> _Problem requirements_:
Copy precisely the first line of the material below and every later line, stopping with the line that contains "## Description".

---- The data

PR #910, opened 2026-02-11
Feature (Jira) /development info api

imknysh:
## Description
Add support for retrieving development panel information (pull requests, branches, commits) linked to Jira issues. This uses the /rest/dev-status/1.0/issue/detail endpoint to fetch data from connected source control systems like Bitbucket Server, Bitbucket Cloud, GitHub, and GitLab

This feature enables users to query PRs and development activity associated with Jira issues, which is useful for tracking code changes, reviewing PR status, and understanding the development history of issues.

Fixes: N/A (new feature)

## Changes
Add DevelopmentMixin class in _development.py_  with methods:

- _get_issue_development_info()_ - retrieve dev info for a single issue
- _get_issues_development_info()_ - batch retrieve for multiple issues

Integrate DevelopmentMixin into _JiraFetcher_ class
Add two new MCP tools in jira.py:

- jira_get_issue_development_info - single issue
- jira_get_issues_development_info - batch for multiple issues

Update documentation in README.md and tools-reference.mdx

## Testing

- [x] Unit tests added/updated
- [ ] Integration tests passed
- [x] Manual checks performed: `[Tested against Jira Server (v8.x) with Bitbucket Server integration. Successfully retrieved PRs for multiple issues, verified correct parsing of PR metadata (name, status, author, source/destination branches, reviewers).]`

## Checklist

- [x] Code follows project style guidelines (linting passes).
- [x] Tests added/updated for changes.
- [x] All tests pass locally.
- [x] Documentation updated (if needed).

PR #928, opened 2026-02-18
fix(jira): add 404/403 handling for dev info API

sooperset:
## Summary

- Handles 404 from the dev-status endpoint gracefully: returns a descriptive message (`"Development info is not available — the Jira dev-status plugin may not be installed on this instance."`) instead of raising an exception. The dev-status plugin is not a standard Jira feature and is absent on many Server/DC instances.
- Handles 403 similarly: returns `"Access denied to development info — check Jira permissions or dev-status plugin configuration."` without raising.
- Updates the inline comment on `_session.get()` to document why the low-level session call is required (no higher-level wrapper exists for the `/rest/dev-status/1.0/` plugin endpoint).
- Adds a `TODO` for future result caching (up to 12 API calls per issue in auto-discovery mode).
- In auto-discovery mode, stops looping after the first 404/403 instead of exhausting all 12 combinations.

## Tests

Three new tests in `tests/unit/jira/test_development.py`:
- `test_get_issue_development_info_plugin_not_found` — 404 → error message, no exception
- `test_get_issue_development_info_access_denied` — 403 → error message, no exception
- `test_get_issue_development_info_auto_discovery_404` — auto-discovery exits after first 404

Closes follow-up from PR #910

### DIFF
--- a/src/mcp_atlassian/jira/development.py
+++ b/src/mcp_atlassian/jira/development.py
@@ -84,6 +84,12 @@ class DevelopmentMixin(JiraClient):
                         result = self._fetch_dev_info_for_app_type(
                             issue_key, issue_id, app_type, dt
                         )
+                        if "error" in result:
+                            # Plugin unavailable or access denied — capture the first
+                            # error and stop; all subsequent calls will fail the same way
+                            if not merged_result.get("error"):
+                                merged_result["error"] = result["error"]
+                            break
                         # Merge results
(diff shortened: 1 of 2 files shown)


sooperset:
Merged via squash.

- Prepared head SHA: 67d0e004ebcef14dc3163a38603a2bb214c72ffe
- Merge commit: 22540aa9c76853a9650e20fa614d6a2b98de2d17

Thanks @sooperset!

--------

> _Worked solution_:
PR #910, opened 2026-02-11
Feature (Jira) /development info api

imknysh:
## Description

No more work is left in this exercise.